Prove that if n is an integer and 3n + 2 is even, then n is even using a) a proof by contraposition. b) a proof by contradiction

a) Assume the negation of conclusion:

Let $n$ is an integer. Assume that $n$ is odd. By definition of odd numbers, exists integer $k$ such that $n=2k+1.$

Hence

$3n+2=3(2k+1)+2=6k+5=2(3k+2)+1$

So by definition of odd numbers, $3n+2$ is odd number. Thus we prove the negation of hypothesis.

Therefore we prove that if $n$ is an integer and $3n+2$ is even, then $n$ is even using a proof by contraposition.

b)

Let $n$ is an integer. Assume that $3n+2$ is even and $n$ is odd.
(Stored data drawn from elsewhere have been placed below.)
Issue #188, opened 2021-06-29
standardize images to `next/image`


advaithg:
Currently, a lot of images use the `img` tag, which shouldn't be done in next.js
This issue is to deal with these images and switch to `next/image`

as of now, `img` works as long as `/public` is maintained properly

While it sounds pretty simple, it's a lot more complicated than it sounds because of a bunch of stuff:

-  `next/image` breaks on deploy when the image is an svg file (not sure why)

- netlify doesn't seem to be fully working on deploys with `next/image` (see [this](https://github.com/vercel/next.js/issues/18356))

- `next/image` requires a `height` and a `width` or `layout=fill`, which makes it difficult in certain cases where we want to use the default image size

- `next/image` has some built in CSS that is difficult to override (see `committees.scss` for an example)

This can be put on hold until `next-on-netlify` is updated, as mentioned [here](https://answers.netlify.com/t/new-image-tag-not-working-on-next-js/25571)

mattxwang:
To resolve the manual `img` tags, feel free to search for `<img />`, or 

```js
{/* eslint-disable-next-line @next/next/no-img-element */}
```

PR #216, opened 2021-07-22
Update `committees.js` for NSO Tabling

### LINKED ISSUE #180: Clean up `committees.js`
Now that it's summer, I think we should do something to make `committees.js` less overwhelming (in anticipation of NSO tabling).

In particular, some things to do:

* do we want to keep all the spring events here? if so, should we make it clear?
* if we don't want to keep the spring events, what do we put here instead? 
* images should have `alt` tags! no exceptions, unless you label it as a decorative image!

advaithg:
Resolves #180 

Replaces "Events and Projects" with "Past Events and Projects"
Adds alt tag to every image that doesn't have one, and a general alt for events with no images that use the base committee motif.

### DIFF
--- a/components/Committees/CommitteeEventCard.js
+++ b/components/Committees/CommitteeEventCard.js
@@ -8,7 +8,7 @@ function CommitteeEventCard(props) {
             <div className="image-wrapper">
             {hasImage
                 ? <Image src={props.image.src} alt={props.image.alt} width={241.8} height={160}/>
-                : <Image src={`/images/committees/${props.committee}/${props.committee}_motif_base.png`} alt={props.image.alt} width={241.8} height={160} />
+                : <Image src={`/images/committees/${props.committee}/${props.committee}_motif_base.png`} alt={`base motif for ${props.name}`} width={241.8} height={160} />
             }
             </div>
             <h4 className="font-header text-bold">{props.title}</h4>
--- a/components/Committees/CommitteeSection.js
+++ b/components/Committees/CommitteeSection.js
@@ -13,6 +13,7 @@ function CommitteeProjects({committee}) {
 					const { image, title, desc } = card;
 					return (
 						<CommitteeEventCard
+							name={committee.name}
 							committee={committee.class}
 							image={image}
 							title={title}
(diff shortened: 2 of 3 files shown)


mattxwang:
What are our thoughts on disabling the events section altogether; I'm concerned that this is still information overload.

annaguo1012:
I feel like there is too much information on it right now, but just having the general committee descriptions would be a little vague. What if we kept 3 events/projects for each subcommittee? I feel like they really help give people a better sense of what each committee does and how they could get involved.

annaguo1012 (commented):
I know we might do some more changes, but mostly everything looks good to me! There are a few warnings though to use Image from 'next/image' instead of . Do we want to go with that or keep using ? It says Next.js' image component has better performance and automatic image optimization. It also still does lazy-loading by default.

advaithg:
> What are our thoughts on disabling the events section altogether; I'm concerned that this is still information overload.

@mattxwang I think we can go with @annaguo1012 idea, and keep 3 events/projects per committee instead of keeping all of them. I'm kind of concerned about completely disabling events, since that means there's no tangible examples of what each committee does.

advaithg:
> I know we might do some more changes, but mostly everything looks good to me! There are a few warnings though to use Image from 'next/image' instead of . Do we want to go with that or keep using ? It says Next.js' image component has better performance and automatic image optimization. It also still does lazy-loading by default.

The reason we use `` instead of `/next/image` is because `/next/image` has issues when deploying on netlify and when it's applied on SVGs, so throughout the entire codebase - all the PNGs use `/next/image`, but we're stuck with `img` for the SVGs, which include the committee logos and some other images.

mattxwang:
Sounds good, I'll let you and Anna work on this then - great idea @annaguo1012!

mattxwang:
> There are a few warnings though to use Image from 'next/image' instead of 

If this makes code review hard, we can disable the rule just for the lines that trigger the warning, and TODO removing them + link them to #188!

annaguo1012 (approved):
LGTM!

mattxwang:
Just wanted to check, is this the correct image for JS Chats?

Screen Shot 2021-07-25 at 3 51 37 PM

annaguo1012:
Oh no, that's not the right one. Sorry for not catching that! I can fix it now.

Then by definition of odd numbers, there exists an integer $k$ such that $n=2k+1.$ Hence

$3n+2=3(2k+1)+2=6k+5=2(3k+2)+1$

So by definition of odd numbers, $3n+2$ is odd number, that contradicts our assumption that $3n+2$ is even.

Hence, it is not the case that $3n+2$ is even and $n$ is odd.

Therefore we prove that if $n$ is an integer and $3n+2$ is even, then $n$ is even using a proof by contradiction.